Action item —
Tell how many lines in the data below include the word "complicated". The answer is the number only.

Records shown —
PR #896, opened 2024-02-16
Generalized linear regression

rosemm:
New module!


generalized_linear_regression/generalized_linear_regression.md
```diff
@@ -0,0 +1,408 @@
...
+You're not alone!
+
+For an approachable review of linear regression models, including a review of the equation behind them, check out this [article explaining linear regression](https://education.arcus.chop.edu/ordinary_linear_regression/).
+
+</div>
+
+For example, we could express a model [predicting fetal weight from sonographic measurements of femur length](https://www.ncbi.nlm.nih.gov/pmc/articles/PMC6077071/) as the equation:
+
+$$
+fetal\_weight = \beta_0 + \beta_{femoral_length} * femoral_length + e
```
drelliche, line 85:
```suggestion
fetal\_weight = \beta_0 + \beta_{femoral\_length} * femoral\_length + e
```

Another general suggestion (coming from my pedantry in the world of mathematics) is that variables like `femoral_weight` should not be spelled out in "math mode" at all, but that might make them look even worse to people who aren't me. But also that has a lot to do with the LaTex interpreter being used and I don't think I can adequately demonstrate here. 

$$
fetal \_weight = \beta_0 + \beta_{femoral \_length} * femoral \_length + e
$$

might be easier to read as

$$
\text{fetal} \textunderscore \text{weight} = \beta_0 + \beta_{\text{femoral} \textunderscore\text{length}} * \text{femoral} \textunderscore\text{length} + e
$$

Github is rendering this a bit whacky but it sorta does that for all long math lines. I'm not going to dig this hole in my brain any deeper unless you want to talk about it :)

generalized_linear_regression/generalized_linear_regression.md
```diff
@@ -0,0 +1,408 @@
...
+Something like a probability or proportion is bounded at 0 and 1; it's not possible to have a negative probability, or one over 1. 
+
+A variable like age might be unbounded or bounded depending on what ages you're studying. 
+In a young pediatric population, age is bounded at 0 because you can't have any negative ages and a distribution of infant ages will get cutoff at that lower bound. 
+But if you're studying adults, then age might be functionally unbounded in your dataset.
+
+<div class = "learn-more">
+<b style="color: rgb(var(--color-highlight));">Learning connection</b><br>
+
+For an excellent review of continuous vs. categorical variables, see the [Khan Academy video on discrete and continuous random variables](https://www.khanacademy.org/math/statistics-probability/random-variables-stats-library/random-variables-discrete/v/discrete-and-continuous-random-variables).
```
drelliche, line 141: This link seems to be broken.

generalized_linear_regression/generalized_linear_regression.md
```diff
@@ -0,0 +1,408 @@
...
+
+</div>
+
+We can coerce problematic outcome variables into nice, continuous ones so that we can still model them with a line.
+The strategy for transforming your outcome depends on what its distribution is like to begin with --- if it's binary (or bounded at 0 and 1), then a logit works well. 
+If it's count data, then a log is the right transformation, etc.
```
drelliche, line 147: I'd suggest moving some of the technical content of this paragraph later and focus on the first sentence. Explain what it means to "coerce problematic outcome variables" without introducing log and logit yet.

In fact I think I'd move the Logistic Regression intro section up here, maybe with structure like:

Why do we need generalized linear models? (linear only works for unbounded, continuous)
- We can transform/make/coerce bounded or continuous data into a new shape so that linear stuff works again!
- log and logit are the way to do this
- more details for the mathematically interested, which is your current big behind the scenes box.

rosemm: Okie dokie, @drelliche  I reordered things, as per our discussion -- take a look and let me know how you think it's landing now! 
I also tried to tidy up the mathjax, but please be picky and let me know if it's still not great!

generalized_linear_regression/generalized_linear_regression.md
drelliche: @rosemm Apparently liascript doesn't like `\textunderscore` 😢

generalized_linear_regression/generalized_linear_regression.md
rosemm: Do you mind checking this again? This link is working for me...

drelliche: Hmm, it is working for me too now, don't know what was going on before!

rosemm: Cool! I love problems that fix themselves :)

rosemm:
Okay, @drelliche it's ready for you again! I implemented several (hopefully!) improvements: 

- Moved around some existing content to improve the pedagogical flow, as we discussed, especially breaking up the sepsis example so the problematic attempt with the plain linear model occurs early on, and the better attempt with the logistic regression is toward the end
- Smoothed out the new transitions, added a little more scaffolding around, in particular, the plot of the bad linear model
- Substantially reworked the "probability and odds" bit, which is now under the heading "talking about chance" -- lemme know what you think
- Added a whole new quiz to try to more effectively hammer home the question of what is (and isn't) a continuous unbounded outcome, to better support learning objective "identify when a logistic regression model is appropriate"
- Added a little more explanation of plain linear models at the very beginning. I'm happy to take that out again, though, if you think it's overkill given that OLS is listed as a prereq.

drelliche:
@rosemm This looks great! I'll go over it for all of the checks/typos, etc in the next few days.

generalized_linear_regression/generalized_linear_regression.md
```diff
@@ -0,0 +1,528 @@
...
+Gaussian regression is actually just regular linear regression! 
+A Gaussian distribution, also called a [normal distribution](https://www.khanacademy.org/math/statistics-probability/modeling-distributions-of-data/normal-distributions-library/a/normal-distributions-review), is the [default assumption for linear regression models](https://www.theanalysisfactor.com/assumptions-of-linear-models/). 
+So it's actually no transformation at all!
+
+</div>
+***
+
+## Additional Resources
+
+There's an excellent chapter on [Logistic Regression](https://online.stat.psu.edu/stat504/lesson/6) published by Penn State.
```
franzenr, line 522:
```suggestion
There's an excellent [chapter on Logistic Regression](https://online.stat.psu.edu/stat504/lesson/6) published by Penn State.
```

generalized_linear_regression/generalized_linear_regression.md
```diff
@@ -0,0 +1,528 @@
...
+
+If you'd like to compare output from different kinds of statistical software, [UCLA's IDRE](https://stats.oarc.ucla.edu/other/dae/) has published data analysis examples for logistic regression in [R](https://stats.oarc.ucla.edu/r/dae/logit-regression/), [Stata](https://stats.oarc.ucla.edu/stata/dae/logistic-regression/), [SPSS](https://stats.oarc.ucla.edu/spss/dae/logit-regression/), [SAS](https://stats.oarc.ucla.edu/sas/dae/logit-regression/), and [MPlus](https://stats.oarc.ucla.edu/mplus/dae/logit-regression/).
```
franzenr, line 524: I know its a bit clunkier, but this would provide much better context for folks using screenreaders

```suggestion
If you'd like to compare output from different kinds of statistical software, [UCLA's IDRE](https://stats.oarc.ucla.edu/other/dae/) has published data analysis examples for logistic regression in a variety of softwares: 
* [Logistic Regression in R](https://stats.oarc.ucla.edu/r/dae/logit-regression/) 
* [Logistic Regression in Stata](https://stats.oarc.ucla.edu/stata/dae/logistic-regression/) 
* [Logistic Regression in SPSS](https://stats.oarc.ucla.edu/spss/dae/logit-regression/)
* [Logistic Regression in SAS](https://stats.oarc.ucla.edu/sas/dae/logit-regression/)
* [Logistic Regression in MPlus](https://stats.oarc.ucla.edu/mplus/dae/logit-regression/). 
```

generalized_linear_regression/generalized_linear_regression.md
```diff
@@ -0,0 +1,528 @@
...
+<div class = "behind-the-scenes">
+<b style="color: rgb(var(--color-highlight));">Behind the scenes</b><br>
+
+It's not necessary to really understand the logit transformation to be able to use logistic regression, so feel free to skip this bit if you don't find it helpful. 
+But if you'd like to get a better idea of how the math works, here goes!
+
+Data bounded at 0 and 1, like probabilities or binary outcomes, can be converted to unbounded data as follows:
+
+1. Probabilities can be converted to odds by dividing the probability by 1-(the probability). So a probability of .5 becomes $0.5/(1-0.5) = 1$.
+2. Odds are unbounded at the upper end (they can theoretically go to positive infinity), but they're still bounded at the lower end, at 0. We can fix that by taking the natural log of the odds. The natural log of the odds is called a logit. For a probability of .5, the logit would be $Ln(0.5/1-0.5) = 0$.
```
franzenr, line 351:
```suggestion
2. Odds are unbounded at the upper end (they can theoretically go to positive infinity), but they're still bounded at the lower end at 0. We can fix that by taking the natural log of the odds. The natural log of the odds is called a logit. For a probability of .5, the logit would be $Ln(0.5/1-0.5) = 0$.
```

generalized_linear_regression/generalized_linear_regression.md
```diff
@@ -0,0 +1,528 @@
...
+
+Logistic regression (regression using a logit link function) works well for binary outcomes.
+But what about other kinds of outcome variables?
+
+If your outcome is counts of something, you can use a **Poisson** or **Negative Binomial** link function. 
+For example, perhaps your outcome is the number of [Adverse Childhood Experiences (ACEs)](https://www.cdc.gov/violenceprevention/aces/fastfact.html) per patient. 
+It's not possible for someone to have fewer than 0 ACEs, so that variable is bound at 0. 
+It's also measured as a count (how many total ACEs experienced), so no one will have 1.2 ACEs, for example. 
+
+For outcomes bounded at 0 and 1 (like a probability or proportion), you can use logistic regression, but a **beta** link function may be more appropriate.
```
franzenr, line 435: I was initially confused by this -- since I didn't immediately connect that this doesn't include our binary variables, since those, too, are bounded at 0 and 1. Is it correct to say that here you're referring specifically to variables that are bounded but continuous within those bounds?

generalized_linear_regression/generalized_linear_regression.md
```diff
@@ -0,0 +1,533 @@
...
+
+</div>
+
+If your outcome is positively skewed, especially something bound at 0, then you can use a **Gamma** or **Inverse-Gaussian** link function. 
+These are especially useful for outcomes like cost, income, or length of stay -- continuous variables bound at 0 and usually positively skewed.
+
+<div class = "learn-more">
+<b style="color: rgb(var(--color-highlight));">Learning connection</b><br>
+
+To learn more about how to talk about the shape of a variable, such as identifying positive and negative skew, see the [Khan Academy lesson on shapes of distributions](https://www.khanacademy.org/kmap/measurement-and-data-j/md231-data-distributions/md231-displays-of-distributions/v/shapes-of-distributions).
```
franzenr, line 450: Not a review suggestion, I just thought you might find this delightful: 

my research stats prof in undergrad taught us to remember how to talk about skew by thinking about the fact that it's named after the outliers that "ruined" the normal distribution. Like ["I would have gotten away with being normally distributed too, if it weren't for you meddling outliers"](https://scoobydoo.fandom.com/wiki/List_of_%22And_I_Would_Have_Gotten_Away_With_It_Too,_If_It_Weren%27t_For_You_Meddling_Kids%22_Quotes) 

Of course, I promptly filed this mnemonic device away in my head under the name "Skew-by Doo".

generalized_linear_regression/generalized_linear_regression.md
```diff
@@ -0,0 +1,533 @@
...
+
+</div>
+
+## Special Considerations for Generalized Linear Models
+
+When you run generalized linear models, it feels very similar in many ways to running a regular linear model. 
+Your output will look largely similar (coefficient tests, measurement of overall model fit, etc.). 
+Under the hood, though, your statistical software is doing something very different.
+
+Unlike linear models, there is not a single analytic solution to generalized linear models -- that means you couldn't (even if you wanted to) figure out the solution by solving the equation by hand.
```
franzenr, line 460:
```suggestion
Unlike linear models, there is not a single analytic solution to generalized linear models -- that means you couldn't figure out the solution by solving the equation by hand, even if you wanted to. 
```

generalized_linear_regression/generalized_linear_regression.md
```diff
@@ -0,0 +1,533 @@
...
+
+When you run generalized linear models, it feels very similar in many ways to running a regular linear model. 
+Your output will look largely similar (coefficient tests, measurement of overall model fit, etc.). 
+Under the hood, though, your statistical software is doing something very different.
+
+Unlike linear models, there is not a single analytic solution to generalized linear models -- that means you couldn't (even if you wanted to) figure out the solution by solving the equation by hand. 
+Instead, the computer uses brute force to find a solution, iterating over tons of combinations of parameter estimates and seeing which gives the best model fit.
+
+This means the results are not exact --- they depend on the sampling algorithm being used --- so you might see very small changes if you run the model again, or if you run it on other software. 
+There's also a risk that your model won't converge if it's too complicated and you don't have enough data.
```
franzenr, line 464: Do we need to insert a brief sidebar about what it means for a model to converge (or, alternatively just use simpler phrasing here)? Its such a brief note that I could be convinced this is fine, but wanted to flag that it could be a bit too jargony for someone who doesn't run many models.

generalized_linear_regression/generalized_linear_regression.md
```diff
@@ -0,0 +1,533 @@
...
+
+True or False: Generalized linear models actually still use a line for the model (like ordinary linear regression), they just transform the outcome variable first.
+
+[(X)] TRUE
+[( )] FALSE
+***
+<div class = "answer">
+
+True! 
+We can only use ordinary linear regression when the outcome variable is continuous and unbounded, so if you have, for example, a binary outcome, then a regression model won't work unless you first transform the outcome to be continuous and unbounded -- that's what generalized linear models do!
```
franzenr, line 476:
```suggestion
We can only use ordinary linear regression when the outcome variable is continuous and unbounded. So if you have, for example, a binary outcome then a regression model won't work unless you first transform the outcome to be continuous and unbounded -- that's what generalized linear models do! 
```

generalized_linear_regression/generalized_linear_regression.md
```diff
@@ -0,0 +1,533 @@
...
+[(X)] A link function is a transformation to convert an outcome variable to a form that is appropriate for linear regression
+***
+<div class = "answer">
+
+A link function is a transformation to convert an outcome variable to a form that is appropriate for linear regression.
+($b_0 + b_x * x$ is an example of a linear model, not a link function.)
+
+The transformation that will work depends on the shape of the outcome variable to start with. 
+For binary outcomes, a logit transformation works well. 
+A generalized linear model with a logit link function is often called "logistic regression" for short.
```
franzenr, line 493:
```suggestion
```
this gives away the answer to the next question.

generalized_linear_regression/generalized_linear_regression.md
```diff
@@ -0,0 +1,533 @@
...
+- the equation of a line (intercept and slope)
+@end
+
+@learning_objectives  
+After completion of this module, learners will be able to:
+
+- describe how generalized linear models are similar to and different from linear models
+- define a "link function"
+- identify when a logistic regression model is appropriate
+@end
```
franzenr, line 35: This should probably also include a LO about identifying boundedness and continuity-ness  of variables! you've already got the quiz questions to cover that content, so I don't think it would be any change other than adding here.

franzenr (changes requested):
Looking great! Just a few small suggestions, and a point or two of clarification :)

generalized_linear_regression/generalized_linear_regression.md
```diff
@@ -0,0 +1,528 @@
...
+If you want to model a categorical outcome, or one that's bounded (like a proportion or percent), then you can't rely on regular linear models to get the job done. 
+
+For example, let's return to the linear model example we were considering, predicting heart rate from temperature in febrile children. 
+As a reminder, here's the linear equation for that model: 
+
+$$
+\text{heart} \_ \text{rate} = \beta_0 + \beta_{\text{temp}} * \text{temp} + e
+$$ 
+
+But what if you're interested in predicting not heart rate, but whether or not the patient is at risk for sepsis, a [binary](https://en.wiktionary.org/wiki/binary) (BI-na-ree) outcome?
```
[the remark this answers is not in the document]
rosemm: The pronunciation I put in is closer to the one in the linked wiktionary page, so I'm guessing it might be more standard than bi-nair-ee (although I feel like that's closer to what I say, too). I think we should keep as-is.

generalized_linear_regression/generalized_linear_regression.md
rosemm:
```suggestion
There's also a risk that your model won't converge (meaning you won't get any results at all) if it's too complicated and you don't have enough data. 
```

Not anything close to a definition or explanation of convergence, but I'm trying not to get myself into the weeds here :) Does this seem like a good balance between clarity and brevity?

generalized_linear_regression/generalized_linear_regression.md
```diff
@@ -0,0 +1,533 @@
...
+
+Logistic regression (regression using a logit link function) works well for binary outcomes.
+But what about other kinds of outcome variables?
+
+If your outcome is counts of something, you can use a **Poisson** or **Negative Binomial** link function. 
+For example, perhaps your outcome is the number of [Adverse Childhood Experiences (ACEs)](https://www.cdc.gov/violenceprevention/aces/fastfact.html) per patient. 
+It's not possible for someone to have fewer than 0 ACEs, so that variable is bound at 0. 
+It's also measured as a count (how many total ACEs experienced), so no one will have 1.2 ACEs, for example. 
+
+For outcomes bounded at 0 and 1 (like a probability or proportion), you can use logistic regression, but a **beta** link function may be more appropriate.
```
rosemm, line 435:
```suggestion
For continuous outcomes bounded at 0 and 1 (like a probability or proportion), you can use logistic regression, but a **beta** link function may be more appropriate.
```

generalized_linear_regression/generalized_linear_regression.md
```diff
@@ -0,0 +1,528 @@
...
+[( )] neither continuous nor unbounded
+***
+<div class = "answer">
+
+Length of stay is continuous because it can be any value in its range -- a patient might have a measured length of stay of 2 days, or 2.5 days, or 2 days 3 hours and 12 minutes, etc. 
+It's not discrete categories of time, it's a continuous scale.
+
+But it's not unbounded! 
+Although there's no theoretical upper limit on length of stay, it would be impossible to have a length of stay less than 0 days, so the variable is bound at zero.
+And unless Dr. Jemison is studying a particular population that all have unusually long hospital stays, it's likely that the data will be effectively cutoff at 0 -- there will plenty of patients with a length of stay of 3 days, and 2 days, and 1 day, but then of course nothing below zero.
```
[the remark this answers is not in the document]
rosemm: I've tried to include a few examples in the module to emphasize that boundedness is sometimes a subjective judgment -- e.g. I talk about IQ as well, which is also technically bound at 0, but in reality never gets close to that cutoff so it behaves as though it were unbounded, and we generally treat it so statistically. I also talk about being potentially bounded, if you're looking at a pediatric population where the 0 cutoff will affect the data, but unbounded if you're looking at an older population where the youngest participants are well above 0. 
It's a slippery issue, so I do want to make sure to treat it thoroughly. This mention is the third example, though, so maybe that's enough?

generalized_linear_regression/generalized_linear_regression.md
rosemm: Elizabeth and I beefed up a lot of the boundedness/continuity material with the idea that it was supporting LO 3, identify when logistic regression is appropriate (and, to a lesser extent, LO 1). 
We could add another LO for it, but I think my inclination is not to, as I doubt that those things per se will feel valuable to learners (I don't think anyone looking at our modules will be like how can I learn about "boundedness and continuity?" It's just that they actually really need to understand both of those things to know when they need to move to a generalized linear model). Since the LOs are for the overview, I think they're more useful when they speak to skills and topics a potential learner might already be able to parse, without having done the module first.

generalized_linear_regression/generalized_linear_regression.md
rosemm: I think I addressed this, lemme know if you still find it confusing.

rosemm:
Thanks for the great edits, @franzenr! I think it's ready for you again -- lemme know if you want further clarification or anything :)

generalized_linear_regression/generalized_linear_regression.md
franzenr: Love it!

generalized_linear_regression/generalized_linear_regression.md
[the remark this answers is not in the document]
franzenr: ok, fine by me!

generalized_linear_regression/generalized_linear_regression.md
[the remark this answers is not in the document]
franzenr: What you've said here makes sense to me, and I agree with the importance of giving this a thorough treatment but I'm still confused by the sentence "unless Dr. Jemison is studying a particular population that all have unusually long hospital stays, it's likely that the data will be effectively cutoff at 0" -- why does the fact that the stays will be short in length indicate that the data will be effectively cutoff at zero? 

Maybe I just got stuck in a weird thought loop here that explains my confusion, but it seems to me that the fact that its cutoff at 0 (as a lower bound) is already explained by the fact that you can't have a negative number of days spent in the hospital. This is true regardless of if she's studying a population with relatively short or long duration of stay. 

If she's studying mostly patients with a short duration of stay, then maybe there's some effective upper bound -- which is the conclusion the first half of that sentence + the portion after the `--` brings me to. Am I on track to say that's what you're intending to get at? 
Where I get caught up is in the middle of the sentence where it says that the data is bound at zero effectively, because she's not looking at pts with abnormally long lengths of stay. 

Another way to put this is that even if she was studying patients with very long duration of stay (1 month or more, say), the data would still be cut off at zero at the lower bound, right?

generalized_linear_regression/generalized_linear_regression.md
franzenr: That one extra word makes all the difference! LGTM!

generalized_linear_regression/generalized_linear_regression.md
franzenr: Hmm, I see where you're coming from! 
The hang up I have (and reason I brought this up) is the QA rule stating "All major topics covered are represented by a learning objective -- there's no significant knowledge imparted that isn't specified in the learning objectives" -- continuity and boundedness seem like significant bits of knowledge, especially given the extent to which we cover them. 

Do you think we might, in the future, write other modules in  in which knowing how to determine boundedness and continuity might be a pre-req? If so, I'd lean toward thinking that having it as a LO might be helpful? 

That being said, I know some of the QA things are clear cut (like the presence of alt text), and others (like this one) are a bit more subjective, so I could be convinced that this shouldn't be a 4th LO if even after re-reading that QA line item you're still not convinced it makes sense to add :)

franzenr:
@rosemm I've got two replies for you to mull over, but that's it!

generalized_linear_regression/generalized_linear_regression.md
rosemm: Re whether continuity/boundedness could come up as a future pre-req, that's a great question... I'm think I'm leaning towards "no", at least not in the way they're treated here -- this discussion is really tightly calibrated to how features of your outcome variable impact whether or not you can use a linear model. For other applications (like when to run an ANOVA, or whether to do a Welch approximation for your t-test, etc.), we'd want a more general discussion of different kinds of variables (and for that I generally link to Kahn Academy lessons anyway -- I don't think we need to write that content). I don't think the way it's explained here would really be particularly useful outside of potential future modules on linear models or generalized linear models, and in that case the relevant pre-req would be something much closer to the LOs that are already articulated here, especially LO 1.
Re the QA requirement: If I were to add an LO for continuity and boundedness, I think I'd suggest something like "identify whether or not a variable can be treated as continuous and unbounded", but for me that is basically the first half of "identify when a logistic regression model is appropriate" (in my head the GLM decision chart is something like "is your outcome continuous and unbounded? yes, use OLS. no, then is it binary? yes, then use logistic regression, no then look at other GLMs." :) )
That said, if you still feel like the module would benefit from LO 4, then let's put it in! :)

generalized_linear_regression/generalized_linear_regression.md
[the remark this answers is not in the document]
rosemm: Ah, oh, I see! I think maybe the culprit is my choice of the word "effectively" . Length of stay data are *technically* always cutoff at zero, as you note, because negative stays make no sense. But in a population that all have long stays, the data aren't cutoff anywhere in a way that means anything practically, they just peter out at the high and low ends. So maybe data from a long term care facility, where all the patients are there at least a month or two, some maybe for years, the data are effectively unbounded. Even though technically there is a bound at 0, it's just that we'd never hit it so the fact that it's technically there doesn't matter statistically. 
But most length of stay data are bounded at zero in a way that does matter, because there tend to be plenty of observations right up until that bound at 0. 
Does this word change help?

```suggestion
And unless Dr. Jemison is studying a particular population that all have unusually long hospital stays, it's likely that the data will be noticeably cutoff at 0 -- there will plenty of patients with a length of stay of 3 days, and 2 days, and 1 day, but then of course nothing below zero.
```

rosemm:
Thanks! Back to you :) 🎾

generalized_linear_regression/generalized_linear_regression.md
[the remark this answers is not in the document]
franzenr: AH okay, I see where you were going with this now!!!! 

Maybe situating it in relation to some of those examples where we can treat it as unbounded would help? 

Here's my iteration! Does this still emphasize the correct point? 

```suggestion
And unless Dr. Jemison is studying a particular population that all have unusually long hospital stays, it's likely that the data will actually run right up to the boundary at 0 -- there will plenty of patients with a length of stay of 3 days, and 2 days, and 1 day, and then of course nothing below zero. This is why we would want to treat it as bounded statistically, unlike IQ, which you may recall we can treat as unbounded despite also not allowing for negative values, because in practice no IQ measurements are ever close to the scale boundary of 0. 
```

generalized_linear_regression/generalized_linear_regression.md
franzenr: Hmm, good points! 

I think I'm convinced we don't need to add it!

franzenr:
one last(?) lob @rosemm 🎾

generalized_linear_regression/generalized_linear_regression.md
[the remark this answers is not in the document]
rosemm: I like this approach! What do you think about keeping the explanation closer to the current example, though, as below?

```suggestion
And unless Dr. Jemison is studying a particular population that all have unusually long hospital stays, it's likely that the data will actually run right up to the boundary at 0 -- there will plenty of patients with a length of stay of 3 days, and 2 days, and 1 day, and then of course nothing below zero.
That's why length of stay would have to be treated as bounded in this example.

If Dr. Jemison was in fact studying a population with very long hospital stays (perhaps patients with a condition that nearly always requires hospital stays of weeks or months) and none of the lengths of stay in the data were close to 0, then it could be treated as unbounded -- even though there would still technically be a lower bound at 0, that doesn't matter statistically if the data don't approach it (just like in the IQ example earlier). 
```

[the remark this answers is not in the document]
franzenr: Love it!!!!

franzenr (approved):
Great work Rose! This is an awesome addition to our module collection :)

Answer section —
2